_Brief_:
Each line of the data below that contains "similar" must be copied.

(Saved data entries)

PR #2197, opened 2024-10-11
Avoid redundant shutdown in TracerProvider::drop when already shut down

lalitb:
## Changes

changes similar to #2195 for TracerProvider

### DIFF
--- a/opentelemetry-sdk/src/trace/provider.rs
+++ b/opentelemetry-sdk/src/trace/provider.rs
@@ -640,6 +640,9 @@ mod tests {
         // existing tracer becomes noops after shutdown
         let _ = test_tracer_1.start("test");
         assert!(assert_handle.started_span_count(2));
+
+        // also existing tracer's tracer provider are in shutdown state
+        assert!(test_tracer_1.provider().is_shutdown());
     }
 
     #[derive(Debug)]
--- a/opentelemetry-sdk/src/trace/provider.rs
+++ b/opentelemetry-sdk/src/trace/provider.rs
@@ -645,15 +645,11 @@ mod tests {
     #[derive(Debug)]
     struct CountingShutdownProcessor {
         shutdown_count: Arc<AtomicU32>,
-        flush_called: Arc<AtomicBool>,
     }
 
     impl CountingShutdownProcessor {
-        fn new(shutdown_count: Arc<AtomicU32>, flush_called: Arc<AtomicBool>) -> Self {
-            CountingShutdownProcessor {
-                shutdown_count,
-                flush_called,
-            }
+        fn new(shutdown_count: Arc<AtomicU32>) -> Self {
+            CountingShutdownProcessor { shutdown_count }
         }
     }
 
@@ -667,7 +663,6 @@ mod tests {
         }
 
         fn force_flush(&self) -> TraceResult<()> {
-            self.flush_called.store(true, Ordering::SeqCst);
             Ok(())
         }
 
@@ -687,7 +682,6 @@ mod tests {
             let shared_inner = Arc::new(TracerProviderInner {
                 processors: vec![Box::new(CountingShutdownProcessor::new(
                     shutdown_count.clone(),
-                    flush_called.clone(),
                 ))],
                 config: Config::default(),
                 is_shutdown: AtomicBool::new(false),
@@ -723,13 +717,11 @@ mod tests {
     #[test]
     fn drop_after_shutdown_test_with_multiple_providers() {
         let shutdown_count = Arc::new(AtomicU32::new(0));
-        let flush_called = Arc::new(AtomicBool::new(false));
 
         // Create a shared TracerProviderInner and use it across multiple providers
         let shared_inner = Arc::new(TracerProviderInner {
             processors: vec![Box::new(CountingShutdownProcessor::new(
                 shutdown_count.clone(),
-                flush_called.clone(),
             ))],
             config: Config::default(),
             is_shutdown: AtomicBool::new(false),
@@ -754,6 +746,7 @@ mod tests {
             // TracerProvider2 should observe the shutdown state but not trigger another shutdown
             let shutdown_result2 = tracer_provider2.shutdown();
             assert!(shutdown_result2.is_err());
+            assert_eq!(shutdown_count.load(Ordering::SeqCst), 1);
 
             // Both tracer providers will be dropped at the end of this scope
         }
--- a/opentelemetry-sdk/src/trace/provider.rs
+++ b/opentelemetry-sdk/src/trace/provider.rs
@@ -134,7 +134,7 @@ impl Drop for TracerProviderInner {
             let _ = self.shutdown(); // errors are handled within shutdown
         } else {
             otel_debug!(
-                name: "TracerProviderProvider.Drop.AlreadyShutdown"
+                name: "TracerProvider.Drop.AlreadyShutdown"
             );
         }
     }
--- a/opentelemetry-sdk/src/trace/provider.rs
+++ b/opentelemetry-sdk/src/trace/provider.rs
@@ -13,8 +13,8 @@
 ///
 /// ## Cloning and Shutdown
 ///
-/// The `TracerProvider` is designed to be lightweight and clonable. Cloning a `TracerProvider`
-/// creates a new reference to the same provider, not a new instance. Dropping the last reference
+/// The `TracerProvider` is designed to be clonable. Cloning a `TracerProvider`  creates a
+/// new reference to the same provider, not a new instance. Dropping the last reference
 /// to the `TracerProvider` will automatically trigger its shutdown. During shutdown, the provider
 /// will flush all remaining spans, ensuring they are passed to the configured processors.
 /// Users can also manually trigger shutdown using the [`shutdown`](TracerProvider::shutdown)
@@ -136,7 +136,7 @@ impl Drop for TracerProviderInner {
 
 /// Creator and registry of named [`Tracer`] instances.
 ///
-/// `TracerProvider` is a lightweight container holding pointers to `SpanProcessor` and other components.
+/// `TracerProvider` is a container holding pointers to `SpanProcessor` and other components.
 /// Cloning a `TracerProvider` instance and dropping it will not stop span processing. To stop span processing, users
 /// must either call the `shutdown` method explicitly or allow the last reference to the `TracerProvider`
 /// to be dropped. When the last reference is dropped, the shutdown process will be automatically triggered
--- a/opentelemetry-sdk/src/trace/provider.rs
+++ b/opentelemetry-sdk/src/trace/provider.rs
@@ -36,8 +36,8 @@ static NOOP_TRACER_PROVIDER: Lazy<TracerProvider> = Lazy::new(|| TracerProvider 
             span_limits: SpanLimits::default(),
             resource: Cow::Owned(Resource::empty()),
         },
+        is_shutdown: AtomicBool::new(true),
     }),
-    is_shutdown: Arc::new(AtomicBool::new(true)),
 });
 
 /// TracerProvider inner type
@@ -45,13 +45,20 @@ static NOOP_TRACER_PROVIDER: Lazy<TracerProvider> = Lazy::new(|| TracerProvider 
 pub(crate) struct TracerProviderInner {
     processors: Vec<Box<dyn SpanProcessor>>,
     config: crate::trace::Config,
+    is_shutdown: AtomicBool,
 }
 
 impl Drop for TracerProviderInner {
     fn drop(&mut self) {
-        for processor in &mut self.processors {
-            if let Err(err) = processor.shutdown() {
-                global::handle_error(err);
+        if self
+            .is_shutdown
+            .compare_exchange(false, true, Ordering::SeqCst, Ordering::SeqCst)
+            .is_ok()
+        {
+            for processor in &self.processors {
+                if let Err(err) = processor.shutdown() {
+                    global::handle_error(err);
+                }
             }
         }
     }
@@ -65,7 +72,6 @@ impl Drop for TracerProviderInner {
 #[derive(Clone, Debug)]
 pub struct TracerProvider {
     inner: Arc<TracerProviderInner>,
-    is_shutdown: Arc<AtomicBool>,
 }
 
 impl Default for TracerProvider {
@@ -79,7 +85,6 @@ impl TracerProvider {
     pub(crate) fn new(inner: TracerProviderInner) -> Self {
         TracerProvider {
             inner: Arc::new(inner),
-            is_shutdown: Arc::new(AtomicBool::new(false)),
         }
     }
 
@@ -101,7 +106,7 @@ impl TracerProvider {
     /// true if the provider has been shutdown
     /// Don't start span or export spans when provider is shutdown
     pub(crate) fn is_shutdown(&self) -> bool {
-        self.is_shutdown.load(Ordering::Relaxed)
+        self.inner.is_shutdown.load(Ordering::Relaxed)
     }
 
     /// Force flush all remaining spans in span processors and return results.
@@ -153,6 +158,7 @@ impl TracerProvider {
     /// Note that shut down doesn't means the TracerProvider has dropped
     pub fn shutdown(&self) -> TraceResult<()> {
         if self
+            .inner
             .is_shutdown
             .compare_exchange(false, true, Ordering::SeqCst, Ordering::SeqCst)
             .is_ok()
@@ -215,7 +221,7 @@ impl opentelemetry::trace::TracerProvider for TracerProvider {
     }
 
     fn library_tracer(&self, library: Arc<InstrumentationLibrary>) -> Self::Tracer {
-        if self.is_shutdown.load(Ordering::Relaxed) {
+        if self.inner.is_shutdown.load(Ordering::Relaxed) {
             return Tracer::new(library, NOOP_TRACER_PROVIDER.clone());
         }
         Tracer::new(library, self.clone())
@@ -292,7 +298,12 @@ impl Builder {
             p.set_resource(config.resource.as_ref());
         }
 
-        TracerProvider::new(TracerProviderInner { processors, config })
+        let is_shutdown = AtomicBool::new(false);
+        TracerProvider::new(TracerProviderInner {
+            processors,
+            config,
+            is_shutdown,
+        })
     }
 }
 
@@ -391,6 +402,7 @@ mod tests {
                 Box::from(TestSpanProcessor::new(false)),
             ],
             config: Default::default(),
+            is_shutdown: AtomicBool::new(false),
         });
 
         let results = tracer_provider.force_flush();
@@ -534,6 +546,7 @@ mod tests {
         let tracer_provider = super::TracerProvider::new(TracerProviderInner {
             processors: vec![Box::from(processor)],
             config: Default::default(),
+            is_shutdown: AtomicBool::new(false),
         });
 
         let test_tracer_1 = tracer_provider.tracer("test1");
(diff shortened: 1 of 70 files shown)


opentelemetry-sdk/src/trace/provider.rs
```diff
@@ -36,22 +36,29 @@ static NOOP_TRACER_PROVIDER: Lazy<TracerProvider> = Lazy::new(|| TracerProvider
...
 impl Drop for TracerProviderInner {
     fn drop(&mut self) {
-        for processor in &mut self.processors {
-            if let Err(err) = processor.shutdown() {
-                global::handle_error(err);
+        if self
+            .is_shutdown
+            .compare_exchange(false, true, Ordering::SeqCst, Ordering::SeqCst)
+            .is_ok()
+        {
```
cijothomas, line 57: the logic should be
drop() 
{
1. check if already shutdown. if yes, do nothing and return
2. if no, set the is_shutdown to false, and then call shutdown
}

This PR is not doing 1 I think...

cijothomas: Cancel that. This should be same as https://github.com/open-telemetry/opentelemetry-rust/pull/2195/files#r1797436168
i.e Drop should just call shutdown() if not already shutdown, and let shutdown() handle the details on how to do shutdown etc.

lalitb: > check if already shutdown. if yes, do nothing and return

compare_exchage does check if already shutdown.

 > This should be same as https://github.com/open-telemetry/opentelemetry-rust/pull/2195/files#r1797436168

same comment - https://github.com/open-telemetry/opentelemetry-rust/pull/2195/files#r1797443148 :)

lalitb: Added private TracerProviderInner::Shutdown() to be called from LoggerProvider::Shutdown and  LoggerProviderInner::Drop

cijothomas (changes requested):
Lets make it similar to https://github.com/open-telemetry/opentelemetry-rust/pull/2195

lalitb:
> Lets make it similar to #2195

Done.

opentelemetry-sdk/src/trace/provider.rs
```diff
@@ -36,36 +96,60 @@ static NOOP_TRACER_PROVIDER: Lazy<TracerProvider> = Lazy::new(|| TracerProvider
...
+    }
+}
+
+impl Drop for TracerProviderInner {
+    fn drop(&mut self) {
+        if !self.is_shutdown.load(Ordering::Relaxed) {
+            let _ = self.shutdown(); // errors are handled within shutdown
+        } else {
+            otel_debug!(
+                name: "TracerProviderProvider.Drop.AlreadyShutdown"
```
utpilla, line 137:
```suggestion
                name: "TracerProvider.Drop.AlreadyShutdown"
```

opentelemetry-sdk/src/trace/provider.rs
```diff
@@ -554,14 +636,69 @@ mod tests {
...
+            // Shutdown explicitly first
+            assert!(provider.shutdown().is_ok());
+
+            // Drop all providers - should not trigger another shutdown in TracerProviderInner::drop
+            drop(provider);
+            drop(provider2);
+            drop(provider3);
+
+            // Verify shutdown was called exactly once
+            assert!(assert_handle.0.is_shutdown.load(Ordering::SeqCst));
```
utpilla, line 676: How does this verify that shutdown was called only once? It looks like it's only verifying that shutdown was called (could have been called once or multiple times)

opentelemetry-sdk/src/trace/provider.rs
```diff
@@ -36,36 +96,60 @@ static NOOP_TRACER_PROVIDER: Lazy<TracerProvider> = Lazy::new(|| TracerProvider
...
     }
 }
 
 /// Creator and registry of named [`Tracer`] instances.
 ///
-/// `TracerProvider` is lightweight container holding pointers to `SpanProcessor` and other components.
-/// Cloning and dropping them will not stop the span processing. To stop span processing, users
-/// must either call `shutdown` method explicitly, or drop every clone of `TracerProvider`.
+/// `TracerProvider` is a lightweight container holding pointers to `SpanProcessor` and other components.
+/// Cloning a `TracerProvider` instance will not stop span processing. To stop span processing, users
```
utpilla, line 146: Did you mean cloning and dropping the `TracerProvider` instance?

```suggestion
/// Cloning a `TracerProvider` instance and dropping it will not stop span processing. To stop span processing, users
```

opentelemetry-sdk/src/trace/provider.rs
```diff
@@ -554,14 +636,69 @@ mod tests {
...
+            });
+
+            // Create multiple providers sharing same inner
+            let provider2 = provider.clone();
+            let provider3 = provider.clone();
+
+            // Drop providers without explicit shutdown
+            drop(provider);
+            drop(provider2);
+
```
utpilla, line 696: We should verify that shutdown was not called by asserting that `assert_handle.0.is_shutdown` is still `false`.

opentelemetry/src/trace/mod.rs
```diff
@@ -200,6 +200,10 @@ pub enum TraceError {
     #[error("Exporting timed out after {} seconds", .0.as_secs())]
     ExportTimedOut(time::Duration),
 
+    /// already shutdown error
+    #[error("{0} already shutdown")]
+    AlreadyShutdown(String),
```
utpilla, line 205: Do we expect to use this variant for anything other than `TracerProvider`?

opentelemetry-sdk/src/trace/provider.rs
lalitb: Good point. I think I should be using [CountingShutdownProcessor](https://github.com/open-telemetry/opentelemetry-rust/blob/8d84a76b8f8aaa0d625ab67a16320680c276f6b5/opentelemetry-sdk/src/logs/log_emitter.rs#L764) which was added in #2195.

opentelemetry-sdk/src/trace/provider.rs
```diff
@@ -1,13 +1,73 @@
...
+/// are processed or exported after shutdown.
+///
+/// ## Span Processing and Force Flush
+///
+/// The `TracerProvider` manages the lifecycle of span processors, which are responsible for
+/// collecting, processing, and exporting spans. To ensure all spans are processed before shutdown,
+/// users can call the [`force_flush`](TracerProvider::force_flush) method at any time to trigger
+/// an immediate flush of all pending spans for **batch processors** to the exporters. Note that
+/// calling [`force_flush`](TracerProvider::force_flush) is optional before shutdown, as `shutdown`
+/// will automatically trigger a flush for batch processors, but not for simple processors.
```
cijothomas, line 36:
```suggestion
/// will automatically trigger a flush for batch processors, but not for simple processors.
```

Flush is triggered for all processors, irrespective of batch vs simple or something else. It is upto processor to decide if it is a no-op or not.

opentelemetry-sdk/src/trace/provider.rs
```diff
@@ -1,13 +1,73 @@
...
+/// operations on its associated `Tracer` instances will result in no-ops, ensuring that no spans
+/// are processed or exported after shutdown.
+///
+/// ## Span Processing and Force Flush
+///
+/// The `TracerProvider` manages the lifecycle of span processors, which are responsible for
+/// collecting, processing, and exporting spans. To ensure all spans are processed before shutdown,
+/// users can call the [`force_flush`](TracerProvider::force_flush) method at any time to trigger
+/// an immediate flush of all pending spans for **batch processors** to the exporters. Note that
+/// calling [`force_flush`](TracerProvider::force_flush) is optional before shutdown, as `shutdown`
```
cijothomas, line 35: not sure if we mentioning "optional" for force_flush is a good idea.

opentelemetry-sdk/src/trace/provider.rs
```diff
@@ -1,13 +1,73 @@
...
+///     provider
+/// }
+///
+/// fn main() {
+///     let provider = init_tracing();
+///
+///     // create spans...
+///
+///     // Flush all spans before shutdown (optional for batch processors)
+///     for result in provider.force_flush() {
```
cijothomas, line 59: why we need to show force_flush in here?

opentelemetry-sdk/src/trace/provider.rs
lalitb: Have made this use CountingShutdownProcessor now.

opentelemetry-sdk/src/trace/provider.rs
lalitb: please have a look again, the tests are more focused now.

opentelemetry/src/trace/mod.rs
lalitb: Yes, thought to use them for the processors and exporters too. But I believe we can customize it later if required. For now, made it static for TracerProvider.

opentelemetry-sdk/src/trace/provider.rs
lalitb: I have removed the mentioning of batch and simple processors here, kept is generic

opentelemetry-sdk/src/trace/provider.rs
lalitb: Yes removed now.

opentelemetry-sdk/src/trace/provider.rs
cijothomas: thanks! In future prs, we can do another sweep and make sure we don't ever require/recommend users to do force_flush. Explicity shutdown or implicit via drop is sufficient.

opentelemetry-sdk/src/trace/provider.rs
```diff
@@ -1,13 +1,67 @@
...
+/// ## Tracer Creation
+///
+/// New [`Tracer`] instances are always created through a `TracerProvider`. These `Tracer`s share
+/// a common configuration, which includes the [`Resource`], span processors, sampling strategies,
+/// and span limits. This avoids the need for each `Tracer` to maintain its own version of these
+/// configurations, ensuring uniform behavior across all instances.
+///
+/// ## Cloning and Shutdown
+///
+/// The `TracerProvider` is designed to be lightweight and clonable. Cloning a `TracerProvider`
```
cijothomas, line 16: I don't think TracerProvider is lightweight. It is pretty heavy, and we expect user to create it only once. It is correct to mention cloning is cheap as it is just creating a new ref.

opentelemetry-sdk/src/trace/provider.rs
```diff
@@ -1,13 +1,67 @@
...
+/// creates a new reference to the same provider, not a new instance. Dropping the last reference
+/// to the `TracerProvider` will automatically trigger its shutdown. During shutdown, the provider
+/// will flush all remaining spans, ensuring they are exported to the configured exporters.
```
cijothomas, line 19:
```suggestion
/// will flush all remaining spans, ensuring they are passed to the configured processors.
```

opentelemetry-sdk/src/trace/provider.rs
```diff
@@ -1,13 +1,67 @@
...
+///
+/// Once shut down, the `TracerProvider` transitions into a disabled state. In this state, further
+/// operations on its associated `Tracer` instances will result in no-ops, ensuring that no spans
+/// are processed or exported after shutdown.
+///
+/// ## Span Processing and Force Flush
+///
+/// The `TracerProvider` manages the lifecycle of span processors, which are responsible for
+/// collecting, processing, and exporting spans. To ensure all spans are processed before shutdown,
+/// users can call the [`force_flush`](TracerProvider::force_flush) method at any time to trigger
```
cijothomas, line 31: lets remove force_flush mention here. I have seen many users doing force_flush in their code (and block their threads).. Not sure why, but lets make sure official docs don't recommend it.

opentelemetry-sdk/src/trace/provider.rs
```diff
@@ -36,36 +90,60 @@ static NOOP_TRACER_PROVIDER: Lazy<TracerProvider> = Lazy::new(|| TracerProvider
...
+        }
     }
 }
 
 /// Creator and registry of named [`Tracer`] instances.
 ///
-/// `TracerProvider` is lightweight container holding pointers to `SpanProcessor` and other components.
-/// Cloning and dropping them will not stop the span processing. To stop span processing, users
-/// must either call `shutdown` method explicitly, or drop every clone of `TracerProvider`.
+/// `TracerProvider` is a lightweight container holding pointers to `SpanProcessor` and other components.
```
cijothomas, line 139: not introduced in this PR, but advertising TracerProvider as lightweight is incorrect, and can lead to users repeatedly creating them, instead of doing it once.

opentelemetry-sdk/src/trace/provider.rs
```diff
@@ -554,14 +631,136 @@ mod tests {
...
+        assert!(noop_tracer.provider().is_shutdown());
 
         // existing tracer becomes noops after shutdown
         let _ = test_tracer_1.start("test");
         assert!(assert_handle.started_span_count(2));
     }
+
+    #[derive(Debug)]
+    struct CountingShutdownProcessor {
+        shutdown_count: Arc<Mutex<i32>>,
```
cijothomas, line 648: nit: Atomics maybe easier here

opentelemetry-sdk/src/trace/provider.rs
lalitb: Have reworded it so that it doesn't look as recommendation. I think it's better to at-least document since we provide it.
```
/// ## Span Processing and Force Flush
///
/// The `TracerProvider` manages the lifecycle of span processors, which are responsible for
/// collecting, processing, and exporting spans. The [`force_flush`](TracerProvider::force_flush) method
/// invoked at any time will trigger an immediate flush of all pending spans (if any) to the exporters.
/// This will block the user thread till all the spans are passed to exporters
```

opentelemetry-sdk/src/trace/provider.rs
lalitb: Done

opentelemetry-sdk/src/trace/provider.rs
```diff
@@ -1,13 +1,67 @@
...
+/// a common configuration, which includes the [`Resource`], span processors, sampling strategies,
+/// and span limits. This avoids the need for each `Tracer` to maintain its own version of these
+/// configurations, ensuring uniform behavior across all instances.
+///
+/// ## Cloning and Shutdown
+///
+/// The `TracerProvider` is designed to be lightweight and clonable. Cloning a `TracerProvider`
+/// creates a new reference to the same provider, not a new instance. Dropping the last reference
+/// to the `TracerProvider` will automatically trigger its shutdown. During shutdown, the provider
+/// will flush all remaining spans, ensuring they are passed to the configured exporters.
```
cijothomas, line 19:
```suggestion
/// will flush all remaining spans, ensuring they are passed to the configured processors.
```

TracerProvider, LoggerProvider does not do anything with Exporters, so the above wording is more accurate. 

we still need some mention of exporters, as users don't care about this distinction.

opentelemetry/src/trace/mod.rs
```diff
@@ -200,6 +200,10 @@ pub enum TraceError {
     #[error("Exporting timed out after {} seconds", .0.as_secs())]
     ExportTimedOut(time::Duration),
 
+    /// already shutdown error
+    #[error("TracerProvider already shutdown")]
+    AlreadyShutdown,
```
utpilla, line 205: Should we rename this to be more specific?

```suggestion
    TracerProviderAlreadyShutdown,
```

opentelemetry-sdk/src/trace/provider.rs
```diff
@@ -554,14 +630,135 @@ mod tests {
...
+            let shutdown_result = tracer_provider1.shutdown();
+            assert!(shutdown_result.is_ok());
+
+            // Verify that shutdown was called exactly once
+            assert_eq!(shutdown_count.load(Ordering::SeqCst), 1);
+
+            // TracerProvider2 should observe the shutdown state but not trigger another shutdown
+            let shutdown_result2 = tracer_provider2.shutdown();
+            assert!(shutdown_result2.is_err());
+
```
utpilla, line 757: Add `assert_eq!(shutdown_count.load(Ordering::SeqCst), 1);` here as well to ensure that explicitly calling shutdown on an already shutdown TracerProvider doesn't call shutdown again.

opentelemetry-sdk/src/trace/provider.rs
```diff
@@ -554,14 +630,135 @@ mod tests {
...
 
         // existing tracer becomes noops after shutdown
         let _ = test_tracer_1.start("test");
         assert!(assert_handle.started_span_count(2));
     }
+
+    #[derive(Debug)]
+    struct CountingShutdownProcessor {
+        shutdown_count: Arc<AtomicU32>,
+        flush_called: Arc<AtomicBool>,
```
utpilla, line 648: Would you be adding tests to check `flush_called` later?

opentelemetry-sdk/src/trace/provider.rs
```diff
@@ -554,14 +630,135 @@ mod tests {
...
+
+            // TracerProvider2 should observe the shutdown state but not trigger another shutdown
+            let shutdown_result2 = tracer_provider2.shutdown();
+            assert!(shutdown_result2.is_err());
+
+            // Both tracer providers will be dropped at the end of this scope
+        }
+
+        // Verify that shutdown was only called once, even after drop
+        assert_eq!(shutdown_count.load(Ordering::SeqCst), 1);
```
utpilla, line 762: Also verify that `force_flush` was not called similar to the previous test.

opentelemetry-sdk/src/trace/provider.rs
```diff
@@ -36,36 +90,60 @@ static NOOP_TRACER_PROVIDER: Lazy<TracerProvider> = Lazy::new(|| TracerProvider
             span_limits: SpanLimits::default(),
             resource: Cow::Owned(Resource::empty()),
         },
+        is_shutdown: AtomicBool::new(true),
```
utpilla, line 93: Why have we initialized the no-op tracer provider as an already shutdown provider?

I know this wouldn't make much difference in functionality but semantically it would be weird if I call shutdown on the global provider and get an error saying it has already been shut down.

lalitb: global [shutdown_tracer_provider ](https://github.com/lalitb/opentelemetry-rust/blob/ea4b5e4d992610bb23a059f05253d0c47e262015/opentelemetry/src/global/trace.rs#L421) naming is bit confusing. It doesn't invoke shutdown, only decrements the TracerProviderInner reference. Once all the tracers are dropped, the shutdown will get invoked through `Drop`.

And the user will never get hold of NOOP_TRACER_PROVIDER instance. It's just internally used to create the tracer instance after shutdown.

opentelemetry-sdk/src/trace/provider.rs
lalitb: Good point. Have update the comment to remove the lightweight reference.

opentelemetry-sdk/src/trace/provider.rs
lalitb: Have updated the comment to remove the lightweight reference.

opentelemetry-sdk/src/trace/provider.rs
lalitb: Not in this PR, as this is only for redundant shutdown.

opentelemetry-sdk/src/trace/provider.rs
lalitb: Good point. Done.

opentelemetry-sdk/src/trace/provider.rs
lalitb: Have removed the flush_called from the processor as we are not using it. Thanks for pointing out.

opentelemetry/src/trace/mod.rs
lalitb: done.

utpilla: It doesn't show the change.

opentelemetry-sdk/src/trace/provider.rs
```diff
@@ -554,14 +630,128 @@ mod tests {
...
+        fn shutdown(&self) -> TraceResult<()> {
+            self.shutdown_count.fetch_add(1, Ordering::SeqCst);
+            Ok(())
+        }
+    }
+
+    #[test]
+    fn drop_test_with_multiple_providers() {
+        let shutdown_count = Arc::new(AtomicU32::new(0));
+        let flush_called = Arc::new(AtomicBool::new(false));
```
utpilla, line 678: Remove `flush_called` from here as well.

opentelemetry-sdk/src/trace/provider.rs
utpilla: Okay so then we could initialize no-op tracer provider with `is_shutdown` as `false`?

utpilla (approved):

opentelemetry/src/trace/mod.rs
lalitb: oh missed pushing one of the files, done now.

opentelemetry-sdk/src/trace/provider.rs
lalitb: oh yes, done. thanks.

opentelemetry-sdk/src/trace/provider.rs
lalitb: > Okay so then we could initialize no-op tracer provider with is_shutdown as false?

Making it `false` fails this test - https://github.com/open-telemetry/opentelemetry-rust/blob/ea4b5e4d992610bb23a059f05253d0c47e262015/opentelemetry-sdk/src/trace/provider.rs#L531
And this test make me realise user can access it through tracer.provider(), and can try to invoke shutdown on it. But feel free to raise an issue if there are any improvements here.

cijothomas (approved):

_Answer for this exercise_:
changes similar to #2195 for TracerProvider
Lets make it similar to https://github.com/open-telemetry/opentelemetry-rust/pull/2195
> Lets make it similar to #2195
utpilla, line 762: Also verify that `force_flush` was not called similar to the previous test.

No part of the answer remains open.